With the warm standby approach, your vacation home is fully built but needs to be fully furnished and stocked. It is ready for immediate use, though it may not have all the amenities and personal touches of your primary residence.

Similarly, the warm standby DR strategy on AWS involves maintaining a scaled down, but fully functional, copy of your production environment in the recovery region. This replica is kept up-to-date with data changes, but it may not be running at full capacity or serving all application components. When a disaster occurs, you can quickly failover to recovery region, minimising downtime.

Multi-Site Active/Active Strategy

With the active/active approach, both your primary residence and vacation home are fully equipped and ready for daily use. You can comfortably switch between them depending on your needs or preferences. You can have your family living in your vacation home while you reside in your primary home or vice versa.

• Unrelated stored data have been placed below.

PR #16530, opened 2026-08-27
login: smoother achievements payload handling (fixes #16523)

### LINKED ISSUE #16523: Lift the handled-payload set to companion scope in AchievementsAdapter

`onBindViewHolder(holder, position, payloads)` builds `setOf(PAYLOAD_PHONE, PAYLOAD_EMAIL)` per partial-bind call — an allocation on every diff callback.

**Ask:** lift the `setOf(PAYLOAD_PHONE, PAYLOAD_EMAIL)` into companion-object scope so it is allocated once instead of on every partial-bind call.

**Files:** `ui/user/AchievementsAdapter.kt`

dogi:
## Summary

`AchievementsAdapter.onBindViewHolder(holder, position, payloads)` built `setOf(PAYLOAD_PHONE, PAYLOAD_EMAIL)` on every partial-bind call — an allocation on every diff callback. This lifts that set into the companion object as `HANDLED_PAYLOADS` so it is allocated once.

## Changes

- `ui/user/AchievementsAdapter.kt`
  - Hoisted `setOf(PAYLOAD_PHONE, PAYLOAD_EMAIL)` into the companion object as the private `HANDLED_PAYLOADS` property (allocated once at class-load).
  - `onBindViewHolder(..., payloads)` now subtracts `HANDLED_PAYLOADS` instead of allocating a fresh set per call.

## Tests

Added coverage in `app/src/test/java/org/ole/planet/myplanet/ui/user/AchievementsAdapterTest.kt` for the partial-bind payload path:

- `testOnBindViewHolder_withPhonePayload_updatesOnlyPhone` — phone payload updates phone only.
- `testOnBindViewHolder_withEmailPayload_updatesOnlyEmail` — email payload updates email only.
- `testOnBindViewHolder_withBothPayloads_updatesBothFields` — both payloads update both fields.
- `testOnBindViewHolder_withUnknownPayload_fallsBackToFullBind` — unknown payload falls back to a full bind.
- `testOnBindViewHolder_withNestedPayloadList_flattensAndHandlesKnownPayloads` — nested list of payloads is flattened and handled.

All 8 tests in the suite pass (`./gradlew testDefaultDebugUnitTest --tests "org.ole.planet.myplanet.ui.user.AchievementsAdapterTest"`).

## Notes

- No version bump; this is a perf-only refactor of an existing allocation with no schema/behavior change.
- Behavior is unchanged — the set contents and the subtract/fallback logic are identical; only the allocation site moved.

Closes #16523.

_This pull request was created by an AI agent (OpenHands) on behalf of the repository maintainer._

@dogi can click here to [continue refining the PR](https://app.all-hands.dev/conversations/53c6e8c4-0269-4a1d-8a45-4f1f79490f5f)


dogi:
## Review: achievements payload handling

**Rating: 89/100** — a one-line hoist that's correctly placed, and five tests that are worth considerably more than the hoist.

### Correctness

`setOf(PAYLOAD_PHONE, PAYLOAD_EMAIL)` moves from a local in `onBindViewHolder` to a companion `private val HANDLED_PAYLOADS`. `PAYLOAD_PHONE` and `PAYLOAD_EMAIL` are `const val` in the same companion, so they're compile-time constants inlined before the property initialiser runs — no initialisation-order hazard, which is the one way a companion hoist like this goes wrong.

The set is only read (`payloadSet.subtract(HANDLED_PAYLOADS)`), so sharing one instance across all adapter instances is safe. Behaviour is identical.

The saving is real if small: this is the payload overload of `onBindViewHolder`, which runs per row on every partial rebind, so a two-element `LinkedHashSet` was being allocated and discarded on each one.

### The tests are the substance here

Five cases covering the partial-bind contract, and they assert the property that actually matters — that a targeted payload updates *only* its field:

```kotlin
adapter.onBindViewHolder(holder, 0, mutableListOf<Any>(PAYLOAD_PHONE))
assertEquals("123-456-7890", binding.tvRefPhone.text.toString())
assertNotEquals("john@example.com", binding.tvRefEmail.text.toString())
assertNotEquals("John Doe", binding.tvRefName.text.toString())
```

Pre-seeding the views with `"stale"` and then asserting the untouched fields *stay* stale is the right technique — without it, a full rebind would satisfy the positive assertion and the test would prove nothing.

The unknown-payload → full-bind fallback and the nested-list flattening case are the two branches most likely to be broken by a future edit (`flatPayloads.any { it !is String }` in particular is easy to get wrong), and both are now pinned.

Worth noting these pass on `master` too — the hoist doesn't change behaviour — so they're locking in the existing contract rather than proving a fix. That's the correct role for them, and it's what makes the hoist safe to land.

### Nit

The PR title frames this as payload-handling work, but the production diff is a single allocation hoist; the tests are the contribution. Worth saying so in the body so a reviewer knows where to look — and so the tests get credit rather than reading as incidental.

**Verdict:** mergeable.

---

Okuro3499 (approved):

The multi-site active/active DR strategy on AWS mirrors this concept. You have two production environments running simultaneously in different regions, each serving a portion of your application traffic. This strategy offers the highest availability and lowest recovery time objective but comes with the highest cost and complexity.

Closing Thoughts

In this article, I aimed to explain key AWS disaster recovery concepts in an easy-to-understand manner. By comparing cloud computing strategies to everyday household scenarios, my goal was to make complex technical ideas simple and accessible. Though concepts such as Availability Zones and recovery time objectives may be familiar to those with a technology background, they can be challenging for those without a tech background.

I hope that these simplified explanations shed light on AWS disaster recovery in a way that resonates with everyone. If this piece has helped demystify even one core concept for you, then it has achieved its purpose.